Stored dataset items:
PR #1010, opened 2021-05-08
Add speed-trial infrastructure

cxw42:
This PR is the test script I wrote in support of #1009.  I thought I'd submit it in case it's useful to others.
- `util/benchmark.py` tests the _same_ Wren code between _different_ commits.
- With this PR, you can test _different_ Wren code within _one_ commit.

What this PR does:
- util/test.py: Exclude directory test/speedtrials.  This gives us a place to hold speed tests that aren't part of the test or benchmark suites.
- New util/speedtrial.pl to run speed trials

For example:
1. Build Wren
1. Create `test/speedtrials/foo-1.wren`, `test/speedtrials/foo-2.wren`, and `test/speedtrials/foo-3.wren`.
1. Run `./util/speedtrial.pl test/speedtrials/foo`.  It will run `test/speedtrials/foo*.wren` and output a performance comparison.

### DIFF
--- a/util/speedtrial.pl
+++ b/util/speedtrial.pl
@@ -1,0 +1,123 @@
+#!/usr/bin/env perl
+
+=head1 NAME
+
+speedtrial.pl - Compare speed of multiple Wren files
+
+=head1 SYNOPSIS
+
+  speedtrial.pl STEM
+
+Runs all C<< <STEM>*.wren >> tests and reports the results.
+
+=cut
+
+use 5.006;
+use strict;
+use warnings;
+use Benchmark qw(cmpthese timethese);
+use Config;
+use File::Spec;
+use FindBin;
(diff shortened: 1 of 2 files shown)


RobLoach:
Could we stick with Python for this? Adding a Perl script seems out of the norm.

cxw42:
Feel free!

joshgoebel:
>  in case it's useful to others.

@cxw42 Thanks for thinking of everyone.  I feel like we should either have a policy that says we accept random helpful scripts (written in a variety of languages) or perhaps we need another repository or Wiki page to collect these instead (rather than living in PRs that will never be merged).

I think I'd be against such a policy for `utils` but if we had a `contrib` folder that we more open I think that might be fine. But then of course one might worry how you prevent that from becoming a "junk drawer" of things no one uses (other than the original author).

ABOUT THIS TASK:
Transcribe the full set of records precisely.

COMPLETED EXERCISE:
PR #1010, opened 2021-05-08
Add speed-trial infrastructure

cxw42:
This PR is the test script I wrote in support of #1009.  I thought I'd submit it in case it's useful to others.
- `util/benchmark.py` tests the _same_ Wren code between _different_ commits.
- With this PR, you can test _different_ Wren code within _one_ commit.

What this PR does:
- util/test.py: Exclude directory test/speedtrials.  This gives us a place to hold speed tests that aren't part of the test or benchmark suites.
- New util/speedtrial.pl to run speed trials

For example:
1. Build Wren
1. Create `test/speedtrials/foo-1.wren`, `test/speedtrials/foo-2.wren`, and `test/speedtrials/foo-3.wren`.
1. Run `./util/speedtrial.pl test/speedtrials/foo`.  It will run `test/speedtrials/foo*.wren` and output a performance comparison.

### DIFF
--- a/util/speedtrial.pl
+++ b/util/speedtrial.pl
@@ -1,0 +1,123 @@
+#!/usr/bin/env perl
+
+=head1 NAME
+
+speedtrial.pl - Compare speed of multiple Wren files
+
+=head1 SYNOPSIS
+
+  speedtrial.pl STEM
+
+Runs all C<< <STEM>*.wren >> tests and reports the results.
+
+=cut
+
+use 5.006;
+use strict;
+use warnings;
+use Benchmark qw(cmpthese timethese);
+use Config;
+use File::Spec;
+use FindBin;
(diff shortened: 1 of 2 files shown)


RobLoach:
Could we stick with Python for this? Adding a Perl script seems out of the norm.

cxw42:
Feel free!

joshgoebel:
>  in case it's useful to others.

@cxw42 Thanks for thinking of everyone.  I feel like we should either have a policy that says we accept random helpful scripts (written in a variety of languages) or perhaps we need another repository or Wiki page to collect these instead (rather than living in PRs that will never be merged).

I think I'd be against such a policy for `utils` but if we had a `contrib` folder that we more open I think that might be fine. But then of course one might worry how you prevent that from becoming a "junk drawer" of things no one uses (other than the original author).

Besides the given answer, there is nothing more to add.